The guidelines advise against using PET, CT, and radionuclide scans in cases of low-risk breast and prostate cancer. ASCO didn't make its contribution to Choosing Wisely until 2012, so the study provides a good snapshot of utilization before the guidelines came into effect, Makarov believes.

Finally, the researchers cross-referenced rates of inappropriate utilization by hospital referral region (HRR), a commonly used term referring to the geographic patient catchment area of a tertiary care hospital.

They found high rates of inappropriate imaging for both prostate cancer, at 44.4%, and breast cancer, at 41.8%. But more significantly, they found that inappropriate prostate cancer imaging rates were associated with inappropriate breast cancer imaging rates, with a Pearson coefficient of 0.35 (Pearson values above 0 indicate a relationship; p < 0.01).

Put another way, if a man with low-risk prostate cancer lived in a hospital referral region that had some of the highest rates of inappropriate breast cancer imaging, he would have a 72% higher chance of getting inappropriate prostate imaging than a man in a region where appropriate use was more common.

Location, location, location

What's the reason for the connection? Do some regions simply have better technology or more built-up healthcare infrastructure that leads to more imaging use?

Makarov isn't sure that's the case. The medical imaging modalities used for breast and prostate cancer are typically bread-and-butter modalities such as CT that are widely available, as opposed to advanced technologies only found at academic centers.

Instead, previous studies by Makarov indicate that "overuse of low-value imaging tests among cancer patients may be driven by factors within geographic regions." This is significant, he believes, because initiatives like Choosing Wisely take a one-size-fits-all approach to tackling overuse and don't focus on trends that are occurring on a regional basis.

Indeed, a 2013 report by the Institute of Medicine (IOM) on geographic variation in healthcare spending declined to recommend geographic-based solutions to overutilization, such as setting payment levels that vary in regions where overuse occurs; the problem is that they might penalize appropriate utilization as well. Instead, IOM opted to recommend approaches that target physician decision-making -- as Choosing Wisely does.

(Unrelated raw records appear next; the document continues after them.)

PR #2425, opened 2023-01-31
corrected/added note about closing creation property list identifier

brtnfld:


src/H5Gpublic.h
```diff
@@ -242,11 +242,11 @@ H5_DLL hid_t  H5Gopen_async(hid_t loc_id, const char *name, hid_t gapl_id, hid_t
  *          property list associated with the group specified by \p group_id.
  *
  *          The creation property list identifier should be released with
- *          H5Gclose() to prevent resource leaks.
+ *          H5Pclose() to prevent resource leaks.
  *
  * \since 1.8.0
  *
- * \see H5Gcreate2(), H5Gclose()
+ * \see H5Gcreate2(), H5Pclose()
```
brtnfld: I don't think having the "\see ..." line for all these H5G functions is necessary, especially if the "see" API is already mentioned in the details.

byrnHDF (approved):

src/H5Gpublic.h
brtnfld: Plus, for some reason, H5Gcreate is the go-to routine when it can also be H5Gopen H5Gclose has nothing to do with most of the APIs.

brtnfld: I removed \see that did not seem relevant.

lrknox (approved):

PR #2443, opened 2023-02-10
1.14: Update release_docs HISTORY scheme

derobins:
We will no longer maintain HISTORY files for other maintenance branches, so those have been removed. Adds a README.md explaining the purpose and procedures of HDF5 HISTORY. Also adds a newsletter template and updates the RELEASE.txt note part of CONTRIBUTING.md.

Also cleans out RELEASE.txt post-HDF5-1.14.0


doc/release_txt_notes.md
```diff
@@ -0,0 +1,107 @@
...
+
+Generally, a release note must be written for every change that is made to the
+code for which users might see a change in the way the software works. In other
+words, if a user might see a difference in the way the software works, a note
+should be written. By code we mean the text that will be compiled into one of
+the company's software products. The code includes configuration changes and
+changes to tools users might work with to configure and build our software.
+
+A release note does not need to be written for changes to the code that users
+will not see.
```
lrknox, line 31: Is this intended to mean "A release note does not need to be written for changes to the code that will have no effect on the way the software works"?

release_docs/README.md
```diff
@@ -0,0 +1,102 @@
...
+This file contains the changes that were made to a maintenance branch since
+it split off from `develop`. It will also be found in the `develop` branch
+when experimental releases have been created.
+
+### RELEASE.txt
+
+This is the changelog for the current version of the library.
+
+For a MAJOR release (or in `develop`) this files lists all the changes since the
+last major version. For a MINOR release (or in a maintenance branch), this file
```
lrknox, line 29: There could be some ambiguity to "since the last major version".  Would "since the initial release of the previous major version" be correct and more precise?  Also it should be "this file lists" and I don't think the spell checker will catch the extra 's' in "files".  Probably "last release" below could also be "previous release"?
The examples below do make it pretty clear.

doc/release_txt_notes.md
derobins: I feel like what matters is the user experience. Changing a data structure under the hood would be an effect on the way the software works, but would not be visible to the user, and thus not worthy of a RELEASE.txt note.

byrnHDF (approved):

PR #2444, opened 2023-02-11
1.10: Bring main.yml GitHub workflow over from develop

derobins:
Adds many builds, particularly default API checks, an expanded matrix, and parallel (build, no test). Also sets the target branches to just hdf5_1_10.

Does NOT bring over -Werror builds since hdf5_1_10 still has many warnings. Also does not bring over the no deprecated symbols check, since that uses the `default` option, which we did not bring over yet.

### DIFF
--- a/.github/workflows/main.yml
+++ b/.github/workflows/main.yml
@@ -5,7 +5,7 @@ on:
   workflow_dispatch:
   push:
   pull_request:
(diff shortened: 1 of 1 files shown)


derobins:
Closing - I'll cherry pick over the individual commits.

hyoklee (commented):
LGTM

PR #2384, opened 2023-01-03
Adds parallel -Werror checks

derobins:

PR #2457, opened 2023-02-11
Fix parallel warnings in H5Dmpio.c

derobins:
* Mark a parameter as unused when not using a special debug define
* Check for a chunk_entry NULL pointer after using HASH_FIND

These should be the last parallel warnings so we can start building parallel with -Werror.

### DIFF
--- a/src/H5Dmpio.c
+++ b/src/H5Dmpio.c
@@ -1404,7 +1404,11 @@ done:
  *-------------------------------------------------------------------------
  */
 static herr_t
+#ifdef H5Dmpio_DEBUG
 H5D__link_piece_collective_io(H5D_io_info_t *io_info, int mpi_rank)
+#else
+H5D__link_piece_collective_io(H5D_io_info_t *io_info, int H5_ATTR_UNUSED mpi_rank)
+#endif
 {
     MPI_Datatype  chunk_final_mtype; /* Final memory MPI datatype for all chunks with selection */
     hbool_t       chunk_final_mtype_is_derived = FALSE;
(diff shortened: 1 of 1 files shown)


derobins:
When this goes in, I can update and merge #2384

src/H5Dmpio.c
```diff
@@ -4697,8 +4701,8 @@ H5D__mpio_collective_filtered_chunk_update(H5D_filtered_collective_io_info_t *ch
 
             /* Find the chunk entry according to its chunk index */
             HASH_FIND(hh, chunk_hash_table, &chunk_idx, sizeof(hsize_t), chunk_entry);
-            HDassert(chunk_entry);
-            HDassert(mpi_rank == chunk_entry->new_owner);
+            if (chunk_entry == NULL || mpi_rank != chunk_entry->new_owner)
```
jhendersonHDF: I feel like the new_owner portion of the logic here should probably still be an assertion since it's an internal logic issue.

derobins: I'm not a fan of asserts. They are crude and I don't like the way they cause the process to abort. I also don't want people to waste time arguing over whether something warrants a library error or an assert. I feel like asserts should just be used for things that would cause an abort anyway, like dereferencing a NULL pointer or dividing by zero.

jhendersonHDF: The problem I see is that if the new_owner check fails, it's likely going to abort or hang anyway because internal library state is broken. 

At the very least though, I think the new_owner check should at least be in a separate error check to distinguish between not finding a chunk entry and the chunk entry's state being messed up. Giving an error to the user that the state is messed up won't really be helpful to them in any way from their perspective, but I guess it at least won't be misleading.

derobins: I moved the new_owner check into a separate error check

jhendersonHDF (approved):

Issue #2470, opened 2023-02-13
Missing or misplaced entries in API reference tables


jhendersonHDF:
Several entries appear to be missing or incorrect from the Property List API reference tables rooted at https://docs.hdfgroup.org/hdf5/develop/group___h5_p.html.

- File Creation Property Lists
    - H5Pset_file_image/H5Pget_file_image should be listed under FAPL table, rather than FCPL

- File Access Property Lists
[...]

PR #2472, opened 2023-02-15
Missing or misplaced entries in API reference tables #2470

byrnHDF:


jhendersonHDF (approved):

doxygen/examples/tables/propertyLists.dox
```diff
@@ -179,11 +171,19 @@ creation property list.</td>
 <td>Sets/retrieves metadata cache and raw data chunk cache parameters.</td>
```
bmribler, line 171: Shouldn't this be Sets/Retrieves?  Same for Sets/gets.
Also, some are Set/get instead of Sets/gets.

byrnHDF: Maybe, but this is how it was typically used before in the tables in the portal.

bmribler: Didn't mean correct, right?

derobins (approved):

PR #2480, opened 2023-02-16
Fix issue with collective metadata writes of global heap data

### LINKED ISSUE #2433: [BUG] NetCDF fails its parallel tests with HDF 1.14.0
**Describe the bug**
The NetCDF parallel tests fail due to an assertion in H5F_shared_vector_write (H55Fioc).

**Expected behavior**
NetCDF Parallel tests should not fail.

 - HDF5 version (if building from a maintenance branch, please include the commit hash)
 - OS and version
 - Compiler and version
 - Build system (e.g., CMake, Autotools) and version
 - Any configure options you specified
 - MPI library and version (parallel HDF5)

tested  HDF5 13.1 (passes), 13.2(fails), 14.0(fails) and develop (fails).
Linux, GCC 11, MPICH 4, Autotools, NetCDF 4.9.1.

nc_create_par will fail assertion:
../../src/H5Fio.c:397: H5F_shared_vector_write: Assertion `types[i] != H5FD_MEM_GHEAP' failed.

All the NetCDF tests pass when the assert is removed.

jhendersonHDF:
Fixes #2433

### DIFF
--- a/release_docs/RELEASE.txt
+++ b/release_docs/RELEASE.txt
@@ -207,6 +207,21 @@ Bug Fixes since HDF5-1.13.3 release
 ===================================
     Library
     -------
+    - Fixed an issue with collective metadata writes of global heap data
+
+      New test failures in parallel netCDF started occurring with debug
+      builds of HDF5 due to an assertion failure and this was reported in
+      GitHub issue #2433. The assertion failure began happening after the
+      collective metadata write pathway in the library was updated to use
+      vector I/O so that parallel-enabled HDF5 Virtual File Drivers (other
+      than the existing MPI I/O VFD) can support collective metadata writes.
+
+      The assertion failure was fixed by updating collective metadata writes
+      to treat global heap metadata as raw data, as done elsewhere in the
+      library. 
+
+      (JTH - 2023/02/16, GH #2433)
+
     - Seg fault on file close
 
       h5debug fails at file close with core dump on a file that has an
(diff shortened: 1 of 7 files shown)


brtnfld (approved):
LGTM, I verified that it fixes the NetCDF failures 🔧

qkoziol (changes requested):
lgtm, but should have a new regression test also

jhendersonHDF:
> lgtm, but should have a new regression test also

I agree we need a reproducer, though it might be difficult to come up with one. Any idea how a parallel netCDF program is causing a write of global heap metadata? My only initial thought was reference and/or VL types, but we don't support access to the global heap in parallel.

qkoziol:
VL or ref datatype in an attribute?

jhendersonHDF:
> VL or ref datatype in an attribute?

Ah ok.. I suppose that wouldn't really be problematic parallel access since all ranks would be doing the same thing.

qkoziol (approved):
Great!

lrknox (approved):

release_docs/RELEASE.txt
```diff
@@ -207,6 +207,21 @@ Bug Fixes since HDF5-1.13.3 release
 ===================================
     Library
     -------
+    - Fixed an issue with collective metadata writes of global heap data
```
wkliao, line 210: Shouldn't this statement be under "Bug Fixes since HDF5-1.14.0 release", instead of 1.13.3?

Either way, there is no easy solution to the overutilization problem, but Makarov believes the new study highlights the fact that geographic variations deserve more attention. For future research, he hopes to look at utilization of imaging for other diseases such as lung cancer, or to perform qualitative studies by interviewing doctors and patients to uncover practice patterns in specific regions.

Ultimately, another study could be performed to examine prostate and breast cancer imaging in the era after the Choosing Wisely guidelines, but that could be at least four years away.

"I love Choosing Wisely, but my sense is that it will be insufficient to tackle the problem completely," Makarov said. "It's not just randomness and noise that create regional variation. We think this suggests the hypothesis that there are regional-level factors that need to be tackled before we solve the overutilization problem completely."